**Exercise aim:** Make an exact copy of the records below. Include every line.

[Data entries]
━━━

PR #6975, opened 2020-05-09
3.x: Fix Flowable.groupBy eviction logic double decrement and hang

### LINKED ISSUE #6974: 3.0.3 - Hangs when using combination of flatMap and publish
Hi.

After few days of desperate attempts to find the cause of my servers' spontaneous hangs, I managed to reproduce the issue, but still don't have a clear idea about the reason, but I think I have identified a possible direction.

All problems has started when I started using very promising operator groupBy with evicting map provider possibility:
```java
<K, V> Flowable<GroupedFlowable<K, V>> groupBy(@NonNull Function<? super T, ? extends K> keySelector,
            @NonNull Function<? super T, ? extends V> valueSelector,
            boolean delayError, int bufferSize,
            @NonNull Function<? super Consumer<Object>, ? extends Map<K, Object>> evictingMapFactory)
```

First I realised that it doesn't work well with Caffeine cache, as it performs evictions on a separate thread pool, and with async eviction notification groupBy goes crazy.

After moving to Guava things got better but only to some extent.

The tests I want to demonstrate I believe reproduce the issue I have. Definitely chain of operators is way more complicated in the production code, but here with certain variant of .publish() operator it's reproducible as well.

Basically, I'm not sure if there is issue in the groupBy(...evictingMapFactory) or in the publish(Function...), or in both.

Also tests are demonstrating that eviction policy doesn't work very well when crossing async boundaries downstream.

Please take a look at the attached file, it contains few simple tests, I kindly ask to check carefully all parameters, as it's important.

[FlowableOperators.java.zip](https://github.com/ReactiveX/RxJava/files/4604420/FlowableOperators.java.zip)

akarnokd:
When a group is evicted, the group is synchronously `onComplete`d during an `onNext`. If a cancellation happened during this time (for example, when a `publish` cancels its upstream because its output completes), the cancellation would unconditionally decrement the group counter even though the `groups` map had no longer the group (because it was evicted before). Then once the eviction logic finishes, it decremented the group counter again, leading to invalid internal state and hangs.

The fix is to only decrement if there was a group actually removed from the map.

Fixes #6974

### DIFF
--- a/src/main/java/io/reactivex/rxjava3/internal/operators/flowable/FlowableGroupBy.java
+++ b/src/main/java/io/reactivex/rxjava3/internal/operators/flowable/FlowableGroupBy.java
@@ -270,9 +270,10 @@ public final class FlowableGroupBy<T, K, V> extends AbstractFlowableWithUpstream
 
         public void cancel(K key) {
             Object mapKey = key != null ? key : NULL_KEY;
-            groups.remove(mapKey);
-            if (groupCount.decrementAndGet() == 0) {
-                upstream.cancel();
+            if (groups.remove(mapKey) != null) {
+                if (groupCount.decrementAndGet() == 0) {
+                    upstream.cancel();
+                }
             }
         }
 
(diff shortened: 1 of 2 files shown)


davidmoten (approved):
LGTM, thanks @akarnokd

vanniktech (approved):

PR #6988, opened 2020-05-19
3.x: Fix Flowable.groupBy eviction-completion-replenishment problems

### LINKED ISSUE #6982: Flowable.groupBy hangs with group consumed via observeOn and take(timed)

━━━

**Solution for this problem:**
PR #6975, opened 2020-05-09
3.x: Fix Flowable.groupBy eviction logic double decrement and hang

### LINKED ISSUE #6974: 3.0.3 - Hangs when using combination of flatMap and publish
Hi.

After few days of desperate attempts to find the cause of my servers' spontaneous hangs, I managed to reproduce the issue, but still don't have a clear idea about the reason, but I think I have identified a possible direction.

All problems has started when I started using very promising operator groupBy with evicting map provider possibility:
```java
<K, V> Flowable<GroupedFlowable<K, V>> groupBy(@NonNull Function<? super T, ? extends K> keySelector,
            @NonNull Function<? super T, ? extends V> valueSelector,
            boolean delayError, int bufferSize,
            @NonNull Function<? super Consumer<Object>, ? extends Map<K, Object>> evictingMapFactory)
```

First I realised that it doesn't work well with Caffeine cache, as it performs evictions on a separate thread pool, and with async eviction notification groupBy goes crazy.

After moving to Guava things got better but only to some extent.

The tests I want to demonstrate I believe reproduce the issue I have. Definitely chain of operators is way more complicated in the production code, but here with certain variant of .publish() operator it's reproducible as well.

Basically, I'm not sure if there is issue in the groupBy(...evictingMapFactory) or in the publish(Function...), or in both.

Also tests are demonstrating that eviction policy doesn't work very well when crossing async boundaries downstream.

Please take a look at the attached file, it contains few simple tests, I kindly ask to check carefully all parameters, as it's important.

[FlowableOperators.java.zip](https://github.com/ReactiveX/RxJava/files/4604420/FlowableOperators.java.zip)

akarnokd:
When a group is evicted, the group is synchronously `onComplete`d during an `onNext`. If a cancellation happened during this time (for example, when a `publish` cancels its upstream because its output completes), the cancellation would unconditionally decrement the group counter even though the `groups` map had no longer the group (because it was evicted before). Then once the eviction logic finishes, it decremented the group counter again, leading to invalid internal state and hangs.

The fix is to only decrement if there was a group actually removed from the map.

Fixes #6974

### DIFF
--- a/src/main/java/io/reactivex/rxjava3/internal/operators/flowable/FlowableGroupBy.java
+++ b/src/main/java/io/reactivex/rxjava3/internal/operators/flowable/FlowableGroupBy.java
@@ -270,9 +270,10 @@ public final class FlowableGroupBy<T, K, V> extends AbstractFlowableWithUpstream
 
         public void cancel(K key) {
             Object mapKey = key != null ? key : NULL_KEY;
-            groups.remove(mapKey);
-            if (groupCount.decrementAndGet() == 0) {
-                upstream.cancel();
+            if (groups.remove(mapKey) != null) {
+                if (groupCount.decrementAndGet() == 0) {
+                    upstream.cancel();
+                }
             }
         }
 
(diff shortened: 1 of 2 files shown)


davidmoten (approved):
LGTM, thanks @akarnokd

vanniktech (approved):

PR #6988, opened 2020-05-19
3.x: Fix Flowable.groupBy eviction-completion-replenishment problems

### LINKED ISSUE #6982: Flowable.groupBy hangs with group consumed via observeOn and take(timed)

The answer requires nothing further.